### REQUIRED WORK
Report how many lines below contain the word "approved". Give only the number.

### RECORDS FOR THIS EXERCISE
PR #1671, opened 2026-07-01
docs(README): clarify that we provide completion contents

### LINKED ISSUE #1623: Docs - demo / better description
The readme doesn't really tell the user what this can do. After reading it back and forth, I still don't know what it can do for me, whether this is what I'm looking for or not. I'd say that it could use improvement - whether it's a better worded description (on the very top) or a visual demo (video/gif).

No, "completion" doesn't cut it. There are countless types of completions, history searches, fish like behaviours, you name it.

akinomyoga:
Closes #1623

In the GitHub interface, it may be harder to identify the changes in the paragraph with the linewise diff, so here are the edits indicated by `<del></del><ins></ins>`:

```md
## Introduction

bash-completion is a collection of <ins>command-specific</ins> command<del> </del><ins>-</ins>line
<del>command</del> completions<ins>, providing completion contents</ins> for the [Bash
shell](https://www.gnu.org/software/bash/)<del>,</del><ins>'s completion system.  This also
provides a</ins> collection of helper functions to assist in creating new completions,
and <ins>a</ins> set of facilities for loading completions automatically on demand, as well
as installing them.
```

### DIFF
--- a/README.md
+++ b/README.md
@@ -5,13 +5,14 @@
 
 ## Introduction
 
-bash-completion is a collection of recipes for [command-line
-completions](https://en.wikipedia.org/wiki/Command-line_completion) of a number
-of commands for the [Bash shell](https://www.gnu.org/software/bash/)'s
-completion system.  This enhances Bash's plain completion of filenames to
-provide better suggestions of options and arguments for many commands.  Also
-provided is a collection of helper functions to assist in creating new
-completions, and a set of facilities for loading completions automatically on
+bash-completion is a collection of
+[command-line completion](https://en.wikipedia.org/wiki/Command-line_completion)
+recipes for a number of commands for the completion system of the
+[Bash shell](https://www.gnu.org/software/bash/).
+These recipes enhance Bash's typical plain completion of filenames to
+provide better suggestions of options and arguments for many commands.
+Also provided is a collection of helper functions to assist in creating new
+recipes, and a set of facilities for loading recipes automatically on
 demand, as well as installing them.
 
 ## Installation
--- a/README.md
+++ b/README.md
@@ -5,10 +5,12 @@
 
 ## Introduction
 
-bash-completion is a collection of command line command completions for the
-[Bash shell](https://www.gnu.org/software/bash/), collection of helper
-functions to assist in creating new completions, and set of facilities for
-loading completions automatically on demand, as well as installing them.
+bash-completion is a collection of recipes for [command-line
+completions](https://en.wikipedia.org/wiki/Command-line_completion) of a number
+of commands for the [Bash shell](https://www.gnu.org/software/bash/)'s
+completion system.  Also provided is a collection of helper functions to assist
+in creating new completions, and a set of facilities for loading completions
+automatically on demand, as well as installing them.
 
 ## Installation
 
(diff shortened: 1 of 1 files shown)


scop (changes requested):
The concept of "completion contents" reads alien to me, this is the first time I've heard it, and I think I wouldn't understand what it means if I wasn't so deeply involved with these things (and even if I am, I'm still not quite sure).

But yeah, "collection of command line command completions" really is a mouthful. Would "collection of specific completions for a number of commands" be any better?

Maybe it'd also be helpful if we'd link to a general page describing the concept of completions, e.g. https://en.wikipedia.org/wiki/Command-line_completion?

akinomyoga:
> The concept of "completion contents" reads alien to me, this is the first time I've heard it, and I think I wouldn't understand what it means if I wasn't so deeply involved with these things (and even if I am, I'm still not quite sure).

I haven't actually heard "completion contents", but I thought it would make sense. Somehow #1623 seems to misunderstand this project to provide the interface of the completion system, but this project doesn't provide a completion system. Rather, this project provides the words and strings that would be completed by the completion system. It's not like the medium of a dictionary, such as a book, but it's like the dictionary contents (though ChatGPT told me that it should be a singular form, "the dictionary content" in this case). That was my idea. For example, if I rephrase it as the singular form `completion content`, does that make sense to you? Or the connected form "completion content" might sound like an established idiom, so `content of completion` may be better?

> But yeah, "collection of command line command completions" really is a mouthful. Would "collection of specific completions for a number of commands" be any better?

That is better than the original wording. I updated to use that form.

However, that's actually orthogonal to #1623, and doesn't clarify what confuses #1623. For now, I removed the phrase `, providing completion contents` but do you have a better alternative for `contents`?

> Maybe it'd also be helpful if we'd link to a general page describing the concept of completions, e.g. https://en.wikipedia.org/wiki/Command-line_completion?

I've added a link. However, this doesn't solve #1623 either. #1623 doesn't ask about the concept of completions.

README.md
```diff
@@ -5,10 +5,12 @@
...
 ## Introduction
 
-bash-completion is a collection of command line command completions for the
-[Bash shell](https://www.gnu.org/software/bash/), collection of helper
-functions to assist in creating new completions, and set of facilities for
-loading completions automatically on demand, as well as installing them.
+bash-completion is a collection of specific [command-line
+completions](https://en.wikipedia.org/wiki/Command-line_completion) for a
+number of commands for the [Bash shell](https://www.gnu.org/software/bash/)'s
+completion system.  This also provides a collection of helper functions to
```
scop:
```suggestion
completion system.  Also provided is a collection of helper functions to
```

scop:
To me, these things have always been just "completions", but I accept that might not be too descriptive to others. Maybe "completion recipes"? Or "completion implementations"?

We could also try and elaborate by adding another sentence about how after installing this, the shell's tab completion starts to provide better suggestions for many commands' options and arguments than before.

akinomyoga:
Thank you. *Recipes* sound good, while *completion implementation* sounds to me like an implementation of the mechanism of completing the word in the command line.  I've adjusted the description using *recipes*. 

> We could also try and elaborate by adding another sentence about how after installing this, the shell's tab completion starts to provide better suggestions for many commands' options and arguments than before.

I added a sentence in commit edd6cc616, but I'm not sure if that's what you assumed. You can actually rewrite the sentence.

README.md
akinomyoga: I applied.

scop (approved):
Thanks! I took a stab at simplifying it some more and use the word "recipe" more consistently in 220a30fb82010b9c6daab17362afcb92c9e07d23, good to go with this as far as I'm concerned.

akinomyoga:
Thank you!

...

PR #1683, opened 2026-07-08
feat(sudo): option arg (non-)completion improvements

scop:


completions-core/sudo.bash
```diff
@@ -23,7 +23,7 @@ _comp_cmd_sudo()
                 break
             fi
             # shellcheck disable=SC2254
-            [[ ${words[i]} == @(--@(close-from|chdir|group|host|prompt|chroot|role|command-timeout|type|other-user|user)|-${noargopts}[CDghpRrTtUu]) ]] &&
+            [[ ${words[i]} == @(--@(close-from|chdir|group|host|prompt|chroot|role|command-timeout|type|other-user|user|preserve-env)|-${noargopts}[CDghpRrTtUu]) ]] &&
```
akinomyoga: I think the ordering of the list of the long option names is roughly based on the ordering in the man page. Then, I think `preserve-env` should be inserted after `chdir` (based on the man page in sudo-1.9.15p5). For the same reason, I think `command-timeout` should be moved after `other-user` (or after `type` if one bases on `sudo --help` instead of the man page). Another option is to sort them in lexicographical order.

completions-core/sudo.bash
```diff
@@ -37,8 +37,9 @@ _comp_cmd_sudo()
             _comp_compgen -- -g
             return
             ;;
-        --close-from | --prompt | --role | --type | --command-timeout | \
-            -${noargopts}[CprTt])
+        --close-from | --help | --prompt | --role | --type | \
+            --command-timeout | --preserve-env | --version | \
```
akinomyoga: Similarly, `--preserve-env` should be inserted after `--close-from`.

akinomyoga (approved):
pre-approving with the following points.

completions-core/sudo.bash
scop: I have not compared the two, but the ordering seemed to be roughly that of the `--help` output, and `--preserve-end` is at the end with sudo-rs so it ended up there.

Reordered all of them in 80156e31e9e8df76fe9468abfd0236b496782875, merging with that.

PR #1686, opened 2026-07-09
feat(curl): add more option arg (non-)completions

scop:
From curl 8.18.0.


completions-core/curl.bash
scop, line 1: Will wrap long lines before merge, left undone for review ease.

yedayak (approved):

==

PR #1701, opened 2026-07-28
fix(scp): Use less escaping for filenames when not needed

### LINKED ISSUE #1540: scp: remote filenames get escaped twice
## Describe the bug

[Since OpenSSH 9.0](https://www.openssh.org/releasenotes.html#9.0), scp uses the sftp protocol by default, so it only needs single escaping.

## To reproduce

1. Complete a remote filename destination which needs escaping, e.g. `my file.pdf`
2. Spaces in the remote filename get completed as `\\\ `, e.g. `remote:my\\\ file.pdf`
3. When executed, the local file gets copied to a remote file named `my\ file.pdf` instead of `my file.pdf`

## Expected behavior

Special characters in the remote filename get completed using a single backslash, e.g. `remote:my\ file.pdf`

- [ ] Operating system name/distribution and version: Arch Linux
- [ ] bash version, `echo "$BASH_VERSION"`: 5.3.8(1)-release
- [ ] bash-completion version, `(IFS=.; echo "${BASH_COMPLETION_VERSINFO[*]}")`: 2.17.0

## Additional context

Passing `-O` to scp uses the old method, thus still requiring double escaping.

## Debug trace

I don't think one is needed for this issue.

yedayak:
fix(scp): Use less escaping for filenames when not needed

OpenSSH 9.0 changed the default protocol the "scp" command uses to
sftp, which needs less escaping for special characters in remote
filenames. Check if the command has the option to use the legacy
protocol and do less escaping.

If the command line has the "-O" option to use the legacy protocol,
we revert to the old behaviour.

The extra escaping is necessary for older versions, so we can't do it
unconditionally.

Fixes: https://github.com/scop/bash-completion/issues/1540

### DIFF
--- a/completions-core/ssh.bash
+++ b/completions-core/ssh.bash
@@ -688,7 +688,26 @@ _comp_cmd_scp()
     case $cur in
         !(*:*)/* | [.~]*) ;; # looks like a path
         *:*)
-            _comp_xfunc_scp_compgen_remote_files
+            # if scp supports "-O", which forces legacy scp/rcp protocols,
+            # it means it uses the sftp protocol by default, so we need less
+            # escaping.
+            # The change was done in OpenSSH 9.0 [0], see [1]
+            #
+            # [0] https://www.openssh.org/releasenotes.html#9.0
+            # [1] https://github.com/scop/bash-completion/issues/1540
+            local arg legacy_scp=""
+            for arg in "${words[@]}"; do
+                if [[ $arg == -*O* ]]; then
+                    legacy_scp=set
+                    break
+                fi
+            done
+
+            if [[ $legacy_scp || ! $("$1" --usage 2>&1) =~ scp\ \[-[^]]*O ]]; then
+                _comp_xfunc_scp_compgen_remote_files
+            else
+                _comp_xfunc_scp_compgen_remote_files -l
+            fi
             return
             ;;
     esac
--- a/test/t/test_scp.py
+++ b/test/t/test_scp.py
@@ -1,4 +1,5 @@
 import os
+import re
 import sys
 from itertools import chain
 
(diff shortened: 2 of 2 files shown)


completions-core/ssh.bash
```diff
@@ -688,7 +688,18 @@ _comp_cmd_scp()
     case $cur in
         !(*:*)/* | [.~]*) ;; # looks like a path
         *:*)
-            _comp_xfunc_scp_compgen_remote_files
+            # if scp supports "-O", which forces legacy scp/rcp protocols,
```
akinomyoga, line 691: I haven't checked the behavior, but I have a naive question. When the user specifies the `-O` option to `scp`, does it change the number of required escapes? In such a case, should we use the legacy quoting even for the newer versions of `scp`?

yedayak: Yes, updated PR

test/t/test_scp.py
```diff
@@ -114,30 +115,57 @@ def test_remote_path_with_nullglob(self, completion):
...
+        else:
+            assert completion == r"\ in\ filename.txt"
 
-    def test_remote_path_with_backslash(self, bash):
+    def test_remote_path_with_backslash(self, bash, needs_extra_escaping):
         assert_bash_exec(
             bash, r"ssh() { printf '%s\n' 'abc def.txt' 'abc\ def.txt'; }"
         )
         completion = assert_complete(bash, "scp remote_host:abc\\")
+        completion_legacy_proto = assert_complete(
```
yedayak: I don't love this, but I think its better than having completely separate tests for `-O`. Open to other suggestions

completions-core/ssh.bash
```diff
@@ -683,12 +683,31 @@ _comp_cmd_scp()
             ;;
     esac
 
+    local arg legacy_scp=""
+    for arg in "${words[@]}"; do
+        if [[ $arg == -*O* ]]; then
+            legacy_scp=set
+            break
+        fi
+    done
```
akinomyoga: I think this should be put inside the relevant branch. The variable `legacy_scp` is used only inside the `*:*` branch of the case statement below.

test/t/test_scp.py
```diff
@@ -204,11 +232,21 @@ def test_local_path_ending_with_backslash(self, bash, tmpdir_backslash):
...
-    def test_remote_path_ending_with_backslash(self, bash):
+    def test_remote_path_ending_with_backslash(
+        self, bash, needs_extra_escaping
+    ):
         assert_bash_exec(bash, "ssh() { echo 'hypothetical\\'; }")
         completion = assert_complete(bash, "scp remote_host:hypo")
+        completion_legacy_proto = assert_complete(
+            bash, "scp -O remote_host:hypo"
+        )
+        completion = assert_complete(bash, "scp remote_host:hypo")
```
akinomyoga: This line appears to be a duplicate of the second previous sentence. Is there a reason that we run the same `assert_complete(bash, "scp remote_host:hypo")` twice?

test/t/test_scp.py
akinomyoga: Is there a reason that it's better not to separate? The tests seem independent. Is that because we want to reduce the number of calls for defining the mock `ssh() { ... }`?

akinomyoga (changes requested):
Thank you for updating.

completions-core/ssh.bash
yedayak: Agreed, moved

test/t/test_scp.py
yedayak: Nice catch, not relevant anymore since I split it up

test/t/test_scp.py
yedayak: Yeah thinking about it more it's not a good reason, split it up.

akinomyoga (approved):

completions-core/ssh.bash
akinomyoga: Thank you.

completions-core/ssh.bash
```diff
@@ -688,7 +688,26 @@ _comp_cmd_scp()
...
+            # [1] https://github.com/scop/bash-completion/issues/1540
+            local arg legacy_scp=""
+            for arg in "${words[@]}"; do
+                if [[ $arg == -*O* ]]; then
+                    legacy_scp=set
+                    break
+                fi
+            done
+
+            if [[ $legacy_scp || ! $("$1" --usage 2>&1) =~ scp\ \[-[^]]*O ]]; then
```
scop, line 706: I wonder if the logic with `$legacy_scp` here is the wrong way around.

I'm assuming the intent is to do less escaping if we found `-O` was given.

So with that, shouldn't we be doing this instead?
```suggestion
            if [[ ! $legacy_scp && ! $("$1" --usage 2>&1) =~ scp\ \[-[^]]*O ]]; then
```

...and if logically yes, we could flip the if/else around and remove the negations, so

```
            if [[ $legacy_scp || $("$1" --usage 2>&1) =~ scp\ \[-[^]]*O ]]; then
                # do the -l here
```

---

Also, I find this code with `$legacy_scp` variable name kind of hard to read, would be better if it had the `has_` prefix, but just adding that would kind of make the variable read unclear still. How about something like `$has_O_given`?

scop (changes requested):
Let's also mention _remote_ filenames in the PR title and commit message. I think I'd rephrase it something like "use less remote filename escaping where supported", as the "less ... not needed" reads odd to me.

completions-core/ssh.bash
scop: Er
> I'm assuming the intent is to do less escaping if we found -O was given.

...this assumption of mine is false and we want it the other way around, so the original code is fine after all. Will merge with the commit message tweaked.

### ANSWER SPACE
4